For one mad moment, Attavudhra was tempted to argue with him. The other guards were not as skilled as she was, but that hardly made them incompetent. But Yaz Five of Masks was her captain. It was not for her to second-guess his orders. She said only, “You may trust me, sir.”

“Then I will go,” Yaz said. He touched one of the mirrors. It gaped wide, wider, widest; he stepped into it, and away.

Attavudhra blinked as slowly as she could, unable to escape the reflection of her own face, its proportions oddly distorted, staring back from the knife-fine surface of the mirror. Did the other guards dream? Or was she singular in her monstrosity?

She stared at the mirror that Yaz had stepped into. Had he always looked the way he did now? Just as he stepped through the mirror, she had seen a strange shadow bisecting his face.

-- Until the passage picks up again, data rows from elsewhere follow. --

PR #1211, opened 2023-03-23
Update docker-compose.yml

ahratul:
I added "--p2p.autopeering.enabled=true” to this line, otherwise, the hornet will not be auto peering and it will not work.

Ways to reproduce:
* Run `docker compose` as-is without modifying it.

(edited by @Alex6323 : I allowed me to change the description to remove the redundant information)

### DIFF
--- a/docker/docker-compose.yml
+++ b/docker/docker-compose.yml
@@ -84,6 +84,7 @@ services:
       # - "-c"
       # - "config_testnet.json"
       # - "config_alphanet.json"
+      - "--p2p.autopeering.enabled=true”
       - "--inx.enabled=true"
       - "--inx.bindAddress=hornet:9029"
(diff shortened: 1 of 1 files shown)


Alex6323:
Thanks for the PR. But we cannot and should not enable autopeering by default. I guess we should mention this in the docs, that you first have to add this line to the `docker-compose.yml` file. We can however, already put it in there but leave it out-commented, i.e. disabled by default, and mention to uncomment/include it if autopeering is wanted and the security implications of enabling it are accepted by the user.

ahratul:
Hi, Sorry for the late reply

Let's mention them in the yml file. Can we comment on the yml file? That will help if someone new wants to start work (like me) it will help.

PR #1230, opened 2023-05-05
fix: forward worker errors to main exit code

### LINKED ISSUE #1228: INX-chronicle exists with wrong exit code and thus does not restart
### Bug description
When chronicle times out with influx it shuts down successfully and is not being restarted by docker.image

Chronicle should exit with a different (failure error) code so that docker restarts it when there is a hiccup with influx. It should not report as "successful shutdown" in that case.

### Rust version

- Rust version:

### Chronicle version

- Chronicle version (version number, commit, or branch): 

### Hardware specification

- Operating system:
- RAM:
- Cores:
- Device:

### Steps to reproduce the bug

1. 
2. 
3. 

### Errors

```
Paste error here
```

Alexandcoats:
## Linked Issues

* Closes #1228 

## Notes to Reviewer

* [x] Run chronicle and cause an error to occur (ex. by stopping the influx server). Ensure that the error is propagated to the exit code of the application.
* [x] Run chronicle as a docker image with a restart policy with retries and do above. Ensure that the docker image restarts.

### DIFF
--- a/src/bin/inx-chronicle/main.rs
+++ b/src/bin/inx-chronicle/main.rs
@@ -120,6 +120,7 @@ async fn main() -> eyre::Result<()> {
         res = process::interrupt_or_terminate() => {
             if let Err(err) = res {
                 tracing::error!("subscribing to OS interrupt signals failed with error: {err}; shutting down");
+                exit_code = Err(err);
             } else {
                 tracing::info!("received ctrl-c or terminate; shutting down");
             }
@@ -139,6 +140,7 @@ async fn main() -> eyre::Result<()> {
         res = process::interrupt_or_terminate() => {
             if let Err(err) = res {
                 tracing::error!("subscribing to OS interrupt signals failed with error: {err}; aborting");
+                exit_code = Err(err);
             } else {
                 tracing::info!("received second ctrl-c or terminate; aborting");
             }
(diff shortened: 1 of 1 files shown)


Alex6323 (approved):

Alex6323:
I already approved because the PR is easy enough to see that it will (with very high prob :trollface:) work as intended. But I'll try to  check the boxes today.

src/bin/inx-chronicle/main.rs
```diff
@@ -136,6 +140,7 @@ async fn main() -> eyre::Result<()> {
         res = process::interrupt_or_terminate() => {
             if let Err(err) = res {
                 tracing::error!("subscribing to OS interrupt signals failed with error: {err}; aborting");
+                exit_code = Err(err);
```
Alex6323, line 143: the only thing that annoys me a tiny bit here (because that should never happen :trollface: ) is that we would overwrite a previous error which would then maybe mislead the user about the root cause for the error.

Alexandcoats: Sure, but let's be honest, if you can't subscribe to interrupts you have bigger problems.

Alex6323: yeah

PR #1232, opened 2023-05-09
chore(logging): rephrase logs during shutdown

Alex6323:
I think "Shutdown successful" was confusing to people. We can circumvent this by being more accurate in logging that all our tasks have successfully resolved due to the shutdown/abort signal.

### DIFF
--- a/src/bin/inx-chronicle/main.rs
+++ b/src/bin/inx-chronicle/main.rs
@@ -127,7 +127,7 @@ async fn main() -> eyre::Result<()> {
         },
         res = tasks.join_next() => {
             if let Some(Ok(Err(err))) = res {
-                tracing::error!("A worker failed with error: {err}");
+                tracing::error!("a worker failed with error: {err}");
                 exit_code = Err(err);
             }
         },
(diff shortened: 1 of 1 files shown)


Alexandcoats:
I dunno, tasks is kind of an implementation detail. Has anyone actually complained about this?

Alex6323:
yeah, Holger in #1230 wrote:
"Chronicle should exit with a different (failure error) code so that docker restarts it when there is a hiccup with influx. It should not report as "successful shutdown" in that case."

Alexandcoats:
> "Chronicle should exit with a different (failure error) code so that docker restarts it when there is a hiccup with influx. It should not report as "successful shutdown" in that case."

This does not mean that we should change the message. He is complaining about the error, which we have fixed already.

Alex6323:
But when the error happens it still reports "Shutdown successful" atm.

Alexandcoats:
That's not necessarily wrong. We did shutdown successfully. However, I see your point. I would probably just remove "successfully" from both messages.

PR #1247, opened 2023-08-15
chore(deps)!: use `iota-sdk` and remove dependency causing security alert

### LINKED ISSUE #1246: RUSTSEC-2022-0093: Double Public Key Signing Function Oracle Attack on `ed25519-dalek`
> Double Public Key Signing Function Oracle Attack on `ed25519-dalek`

| Details             |                                                |
| ------------------- | ---------------------------------------------- |
| Package             | `ed25519-dalek`                      |
| Version             | `1.0.1`                   |
| URL                 | [https://github.com/MystenLabs/ed25519-unsafe-libs](https://github.com/MystenLabs/ed25519-unsafe-libs) |
| Date                | 2022-06-11                         |
| Patched versions    | `>=2`                  |

Versions of `ed25519-dalek` prior to v2.0 model private and public keys as
separate types which can be assembled into a `Keypair`, and also provide APIs
for serializing and deserializing 64-byte private/public keypairs.

Such APIs and serializations are inherently unsafe as the public key is one of
the inputs used in the deterministic computation of the `S` part of the signature,
but not in the `R` value. An adversary could somehow use the signing function as
an oracle that allows arbitrary public keys as input can obtain two signatures
for the same message sharing the same `R` and only differ on the `S` part.

Unfortunately, when this happens, one can easily extract the private key.

Revised public APIs in v2.0 of `ed25519-dalek` do NOT allow a decoupled
private/public keypair as signing input, except as part of specially labeled
&quot;hazmat&quot; APIs which are clearly labeled as being dangerous if misused.

See [advisory page](https://rustsec.org/advisories/RUSTSEC-2022-0093.html) for additional details.

Alexandcoats:
## Linked Issues

* Closes #1246

## Notes to Reviewer

#### API Changes
* [ ] Review the API documentation changes and confirm that it matches the actual functionality.
* [ ] Check for breaking changes in the API and matching (conventional) commit message prefix.

#### Test cases

#### Database Changes


src/bin/inx-chronicle/api/secret_key.rs
```diff
@@ -39,28 +33,24 @@ impl std::fmt::Debug for SecretKey {
...
         sk_bytes.zeroize();
-        Ok(SecretKey(secret))
+        Self(key)
     }
 
     /// Create an Ed25519 secret key from a PEM file.
-    pub fn from_file(path: &str) -> Result<SecretKey, SecretKeyError> {
-        let mut bytes = KeypairBytes::from_pkcs8_pem(&std::fs::read_to_string(std::path::Path::new(path))?)
+    pub fn from_file(path: &str) -> Result<Self, SecretKeyError> {
+        let bytes = KeypairBytes::from_pkcs8_pem(&std::fs::read_to_string(std::path::Path::new(path))?)
```
Alex6323, line 52: don't those bytes need zeroizing?

Alex6323:
Not entirely sure what lints replace it, but probably just remove the `private_in_public` lint?

Alex6323 (dismissed):

Alex6323 (approved):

Yaz had not said when he expected the Spider to arrive. The supreme architect did not travel to the dictates of others’ clocks and schedules. The city reconfigured itself in accordance with her needs, and Attavudhra served the city.

The silhouette

The city housed many stairs, and Riyen Nine of Knots had no guarantee that he had found the right ones. He was not entirely real, especially from the left, as though he had been hollowed out on that side. This restricted his ability to descend clockwise, for he had no corporeality to protect him from the outward rush of wind into sky.

Riyen thought he might be breaking, despite his precautions. He had had his left leg replaced with an illegal prosthetic, carved and fitted from the fossil of a deep-diving leviathan. He regretted disturbing the dreams of something so long dead, and fracturing it from its proper position in the sloughed-over earth. Yet it might be the only part of him that endured long enough to deliver this warning.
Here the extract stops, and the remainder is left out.